TASK ITEM:
Gather each line of the entries below that includes "studies".

DATASET EXCERPTS:
PR #5360, opened 2021-03-29
Update catholic-biblical-association.csl

dstark:
This update

1. Adds current CBA documentation,
2. Adds support for custom citations specified by CBA and stored in annote,
3. Uses Chicago-style page range truncation,
4. Enforces the use of title case,
5. Allows CBA style to make use of a collection-title-short variable stored in Extra,
6. Corrects an improper output of a work cited with only editors as responsible parties (i.e., from ", ed. [name(s)]" to "[name], ed." or "[names], eds.",
7. Eliminates the spurious uppercasing of "ibid." if it appears not at the start of a sentence,
8. Removes a spurious initial capital from text-based editions (e.g., "rev. ed."),
9. Adds a sub verbo note where it had previously been left out of an initial citation,
10. Corrects improper delimitation and spacing with volume-page citations,
11. Changes the page range scheme to Chicago, and overrides the default e*n dash range delimiter with a hyphen, and
12. Adds a period at the end of a citation.

This update also offers partial support for section-based citations. But I'm having trouble

1. Getting §§ instead of § when there's more than one section being cited and
2. Getting section ranges to truncate properly according to Chicago-style rules.

If there are suggestions particularly about this last item, I'd be most grateful to be pointed to what I'm missing. And this is my first try at proposing style updates directly. So, please pardon and feel free to correct me if there's a better way of doing what I'm trying to achieve here.

Thank you so much!

### DIFF
--- a/catholic-biblical-association.csl
+++ b/catholic-biblical-association.csl
@@ -405,13 +405,14 @@
       <if type="article-journal">
         <text variable="page" prefix=" "/>
       </if>
+	  <!-- Corrects the dictionary entry total page range output when a volume is cited. -->
       <else-if type="chapter entry-dictionary entry-encyclopedia" match="any">
         <choose>
           <if variable="volume">
-            <number variable="volume" form="numeric" suffix="."/>
+            <number variable="volume" form="numeric" suffix=":"/>
           </if>
         </choose>
-        <text variable="page" prefix=" "/>
+        <text variable="page"/>
       </else-if>
     </choose>
   </macro>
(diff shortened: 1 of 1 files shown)


adam3smith:
@dstark -- just to confirm that this is ready for review?

dstark:
Yes, @adam3smith. I think so. Thanks so much for having a look at it.

rmzelle:
> I'm having trouble
> 
>     1. Getting §§ instead of § when there's more than one section being cited and
> 
>     2. Getting section ranges to truncate properly according to Chicago-style rules.
> 
> 
> If there are suggestions particularly about this last item, I'd be most grateful to be pointed to what I'm missing.

@dstark, thanks! For these two issues, could you give some examples of what the desired output is, and what the current output is with your style? Please also mention the software you're using (Zotero?) and its version.

dstark:
@rmzelle, thanks. The output should be § when there's one section cited (e.g., §51). The output should be §§ when there's more than one (e.g., §§51–52). But I seem unable to get the multiple section sign output.

Yes, I'm using Zotero (5.0.97-beta.15+205fe7f03). The doubling of the section sign works fine in the SBL style (https://www.zotero.org/styles/society-of-biblical-literature-fullnote-bibliography, although in that style there's an erroneous space added between the section sign and the section number or range). I've tried to mimic what I've seen in the SBL style in the updates I submitted for CBA to get the single / multiple section signs working, but apparently I'm missing something. :-|

Any thoughts on what that might be would be most appreciated, and please feel free to ask if I can provide anything further.

Thank you so much!

PR #5755, opened 2021-12-01
Update article format for STM journal

fdchevalier:
Science Translational Medicine requires now a period after a journal article title instead of a comma.


adam3smith:
Thanks!

PR #5758, opened 2021-12-03
Add publisher information to dictionaries and encyclopedias for SBL 2nd edition

Addisonbean:
SBL 2nd edition is currently missing the publisher information when citing a dictionary or encyclopedia entry.

### DIFF
--- a/society-of-biblical-literature-author-date.csl
+++ b/society-of-biblical-literature-author-date.csl
@@ -483,6 +483,7 @@
         </group>
       </group>
       <text macro="point-locators"/>
+      <text macro="issue"/>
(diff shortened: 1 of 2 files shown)


adam3smith:
I don't think this is correct: In 6.3.6 I'm seeing:

> 33. Krister Stendahl, "Biblical Theology, Contemporary," _IDB_ 1: 418-32.

That's also consistent with the author-date format in 6.5.11

adam3smith:
Closing this because I'm fairly sure I'm right here. Happy to re-open if I've misread the manual, just post here

PR #5775, opened 2021-12-10
Create journal-of-global-health.csl

POBrien333:
via https://forums.zotero.org/discussion/90749/style-request-journal-of-global-health#latest

Based on .pdf. https://jogh.org/wp-content/uploads/2021/11/jogh-11-08009.pdf


adam3smith:
Thanks!

PR #5778, opened 2021-12-13
Add encyclopedia type to wikipedia-templates.csl

sallybaker:


wikipedia-templates.csl
```diff
@@ -146,7 +171,7 @@
   </macro>
   <macro name="pagination">
     <choose>
-      <if type="article-journal chapter">
+      <if type="article-journal chapter entry-encyclopedia">
```
adam3smith, line 174: This needs match="any" (should have been in previous version too)

adam3smith (changes requested):
Looks good. One quick fix

wikipedia-templates.csl
sallybaker: Indeed. Thanks for picking that up. Fixed now.

PR #5779, opened 2021-12-13
Update and rename dependent/organization-studies.csl to organization-…

POBrien333:
…studies.csl

via https://forums.zotero.org/discussion/93420/recommendation-needed-reference-list-i-need-apa-7-but-with-full-first-names-instead-of-initials#latest


adam3smith:
Thanks!

PR #5782, opened 2021-12-13
Update gallia.csl

NMonteix:


adam3smith:
It looks like you have lost some nbsp? On purpose?

NMonteix:
I don't understand what happened with the nbsp. Anyway, they're back (even if Github transformed the `&#160;` html code in spaces that don't appear to be nbsp... They should be though

NMonteix:
By the way, strangely enough, the sample citations given above are as such:
(Hancké et al. dir.  **;** 2007 ; Collectif  **;** 2012)
(Mares  **;** 2001 ; Fenner et al.  **;** 2019)
[with a semicolon between author and date]
While the code is 
`<layout prefix="(" suffix=")" delimiter="&#160;; ">`
`<text macro="author-short" suffix=" "/>`
`<text macro="year-date"/>`
`<group prefix=", ">`
And hence should be rendered by (Author1 date ; Author2 date). With the Zotero style editor, the rendering is fine.

adam3smith:
The citeproc generating the previews has a bug with group delimiters. The Zotero output is correct

adam3smith:
Thanks!

PR #5789, opened 2021-12-15
Create medicinski-razgledi.csl

SterArcher:


medicinski-razgledi.csl
```diff
@@ -0,0 +1,166 @@
...
+    <category citation-format="numeric"/>
+    <category field="medicine"/>
+    <issn>0025-8121</issn>
+    <eissn>1581-3797</eissn>
+    <updated>2021-12-06T19:54:16+00:00</updated>
+    <rights license="http://creativecommons.org/licenses/by-sa/3.0/">This work is licensed under a Creative Commons Attribution-ShareAlike 3.0 License</rights>
+  </info>
+  <macro name="author">
+    <names variable="author" font-weight="normal" delimiter=",">
+      <name delimiter-precedes-et-al="always" delimiter-precedes-last="always" et-al-min="3" initialize-with="" name-as-sort-order="all" sort-separator="  "/>
```
adam3smith, line 23: You have an et-al-min here without an et-al-use-first, which isn't technically invalid, but is confusing in styles (and may have poorly determined output across different processors) so we're requiring both elements for the repository

SterArcher: @adam3smith  Thank you for your prompt reply. How should i go about adressing this issue to resolve it?

adam3smith: Just adding et-al-use-first="1" (which I assume is what you want?) will fix the test

SterArcher: image

I'm sorry @adam3smith but the problem persists... Anything else I could do?

adam3smith: Same issue in line 85

SterArcher: Works now, thank you for your time and knowledge! @adam3smith

medicinski-razgledi.csl
```diff
@@ -0,0 +1,166 @@
+<?xml version="1.0" encoding="utf-8"?>
+<style xmlns="http://purl.org/net/xbiblio/csl" class="in-text" version="1.0" delimiter-precedes-et-al="always" delimiter-precedes-last="always" initialize-with="" demote-non-dropping-particle="sort-only" default-locale="sl-SI">
```
adam3smith, line 2: Are you sure you want to set the style to sl? All terms I'm seeing uses in references bloke et al and eds. are English

medicinski-razgledi.csl
```diff
@@ -0,0 +1,166 @@
...
+  </macro>
+  <citation collapse="citation-number">
+    <sort>
+      <key variable="citation-number"/>
+    </sort>
+    <layout font-style="italic" delimiter=", " prefix="(" suffix=")">
+      <text variable="citation-number"/>
+    </layout>
+  </citation>
+<bibliography et-al-min="3" et-al-use-first="1" second-field-align="flush">
```
adam3smith, line 85:
```suggestion
<bibliography et-al-min="4" et-al-use-first="3" second-field-align="flush">
```
Sorry, I had misunderstood the requirements

medicinski-razgledi.csl
SterArcher: Yes, it should be et al. Will change back to English.

medicinski-razgledi.csl
```diff
@@ -0,0 +1,166 @@
...
+    <sort>
+      <key variable="citation-number"/>
+    </sort>
+    <layout font-style="italic" delimiter=", " prefix="(" suffix=")">
+      <text variable="citation-number"/>
+    </layout>
+  </citation>
+<bibliography et-al-min="4" et-al-use-first="3" second-field-align="flush">
+    <sort>
+      <key variable="call-number"/>
```
adam3smith, line 87: Sorry I hadn't seen this: is this a typo? I'd think you want citation-number ?

SterArcher: Sorry I am not really versed in this (I made this style because the journal I was submitting to didn't have it), to what specifically is this aimed at? Could you help me? Thanks!

adam3smith: It determines how the bibliography gets sorted. I assume it should just be by order of appearance? Currently it starts by sorting by the call number, i.e. how books are cataloged in a library

SterArcher: image
Ok, i have deleted the sort part in accordance with the csl spec sheet, I think it should be ok now (if i understand the spec correctly).

adam3smith:
Thanks!

PR #5790, opened 2021-12-15
Create art-libraries-society-of-north-america-arlisna-reviews.csl

m406m947:
Initial submission of the Art Libraries Society of North America (ARLIS/NA) Reviews (ISSN 2374-4723) citation style based on Chicago.


m406m947:
Moving style out of dependent. It's actually a unique style which uses Chicago as a starting point but citation display differs substantially.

YOUR RESPONSE:
Update and rename dependent/organization-studies.csl to organization-…
…studies.csl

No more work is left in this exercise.